Dress her down or give her some makeup. This is one that definitely needs to reside in every festive fridge.
Glazed Gammon
4. The Christmas Feast
This is the one day where everyone enjoying your beach property is going to lend a hand. It is not the day that the matriarch should be working her fingers to the bone. Christmas lunch is an all-hands-on-deck affair. Delegating is the order of the day.
Meringue Terrine with Berries
Get the kids to help set up the table. The older ones can help prepare the salads and build the delectable, awe-inspiring Meringue Terrine with Berries you made the day before. The men can braai, browning the pre-cooked chicken flattie (a huge time saver!) while keeping an eye on the garlic and herb-marinated, deboned lamb shoulder.
And suddenly, like a well-orchestrated event, the whole family is sitting at the table. Bread gets broken, and the delectable feast commences!
Kids helping out
5. Packing & Traveling
In years gone by, we used to pack food as if we were awaiting an apocalyptic event. We would pack three weeks’ worth of meat and groceries. Until we discovered how fulfilling it is to buy local and fresh.

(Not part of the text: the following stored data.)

PR #3511, opened 2026-08-01
fix(envd): mount sandbox volumes with nolock so file locks don't hang

tomassrnka:
Linear: https://linear.app/e2b/issue/EN-1109/volume-file-locking-hangs-forever-nfsv3-nlm-never-answered

**Broken:** every file lock (`flock`, `fcntl`/`lockf`) on a Volume-backed path hung forever — blocking and non-blocking variants alike. Reads/writes/renames were fine, so `go build`, `cargo`, SQLite and zsh `compinit` silently wedged. Reported by a Volumes private-beta customer.

**Root cause:** volumes come from the orchestrator's userspace NFSv3 proxy, which serves no NLM — the portmapper answers `0` for nlockmgr (100021). The mount string set neither `nolock` nor `local_lock=`, so the kernel default `local_lock=none` forwarded every lock to NLM, and `hard` retried the bind forever.

**Repro:** real Linux NFSv3 client against the real proxy + portmapper (two containers). Before: `flock`/`fcntl`/`lockf`/`sqlite3` all exit 124 (timed out), task in state D at `rpc_wait_bit_killable` via `nfs_flock → nlmclnt_lock → rpc_call_sync`. Same mount + `nolock` (`local_lock=all`): every op exits 0 in ~2 ms, sqlite3 OK.

**Semantics trade-off (please agree explicitly):** `nolock` makes locks process-local to a single sandbox — two sandboxes mounting the same volume lose cross-sandbox `flock`/`fcntl` mutual exclusion. Today that case hangs (loud); after this it silently doesn't coordinate. The ticket accepts this ("acceptable per the existing volumes semantics"), but it is a real behaviour change. Within-sandbox locking still works — verified on the fixed mount: with a lock held, `flock -n` from a second process exits 1 and `flock -x` blocks 2.5 s until release.

**Rollout:** ships with an envd release; no runtime toggle (envd has no config surface), so already-running sandboxes keep the old behaviour until they get the new envd.

**Optional follow-ups (not done here):** make the portmapper return an error for 100021 instead of silently `0` (a recurrence would fail fast, not hang); the go-nfs fork returns `PROC_UNAVAIL` rather than `PROG_UNAVAIL` for unknown programs.

### DIFF
--- a/packages/envd/internal/api/init.go
+++ b/packages/envd/internal/api/init.go
@@ -359,13 +359,8 @@ var nfsOptions = strings.Join([]string{
 	"nfsvers=3",      // nfs proxy is nfs version 3
 	"noacl",          // no reason for acl in the sandbox
 
-	// Handle file locks locally instead of over NLM. The nfs proxy serves no
-	// nlockmgr (program 100021) — the portmapper only advertises nfs (100003)
-	// and mountd (100005), so a GETPORT for nlockmgr answers 0. Without this
-	// the kernel default (local_lock=none) sends every flock/fcntl to NLM,
-	// and "hard" makes it retry that bind forever, so any lock on a volume
-	// wedges in D state. Locks are therefore process-local to one sandbox,
-	// matching volume semantics: there is no cross-sandbox lock coordination.
+	// The nfs proxy serves no nlockmgr, so NLM lock calls wedge forever (D state)
+	// under "hard". Locks are sandbox-local: no cross-sandbox lock coordination.
 	"nolock",
 
 	// disable caching so that pause/resume works correctly
--- a/packages/envd/internal/api/init.go
+++ b/packages/envd/internal/api/init.go
@@ -359,6 +359,15 @@ var nfsOptions = strings.Join([]string{
 	"nfsvers=3",      // nfs proxy is nfs version 3
 	"noacl",          // no reason for acl in the sandbox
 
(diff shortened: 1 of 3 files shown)


tomassrnka:
Validated the Codecov "1 test failed" report (`TestWorkdirPermissionDenied`) — it is **not caused by this change**. Evidence:

1. **The shard is green; this was a first-attempt flake that passed on retry.** `tests/integration/Makefile:127,153` runs `go tool gotestsum --rerun-fails=1`, so the JUnit XML Codecov ingests records both the failed first attempt *and* the passing rerun. Every `integration-tests / run` shard reports `pass`.

2. **The changed code is unreachable in that test.** `nfsOptions` has exactly one consumer — `mountNFS` (`packages/envd/internal/api/init.go:471`) — which is only called from inside `for _, volume := range mounts` in `setupNFS`. `TestWorkdirPermissionDenied` creates a sandbox with no volume mounts and operates on `/tmp/restricted-workdir`, so no NFS mount is ever performed and the option string is never used.

3. **The failure signature is unrelated.** `invalid_argument: protocol error: incomplete envelope: unexpected EOF` is a truncated Connect RPC exec stream — a transport-level hiccup, not a filesystem or mount-option error. A `nolock` regression would surface as a lock hang, not a truncated envelope.

No code change made in response.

Now, we travel with only the essentials and the first days’ worth of meat. We are lucky to have a holiday property in the Tsitsikama and realised that we could have top-quality meat and dairy from the region at very low prices. We now enjoy farm chickens the size of small turkeys, the most amazing dairy cow steaks that can compete with any wagyu beef out there, and the creamiest unpasteurised milk that does not last a day in our family.
So, travel light, explore the region you are in, and support the locals. You might just be surprised by how good fresh-farmed produce tastes, and it is also a great way to teach the youngsters that food is not grown in a polystyrene packet.
Enjoy the festive season and each other’s company!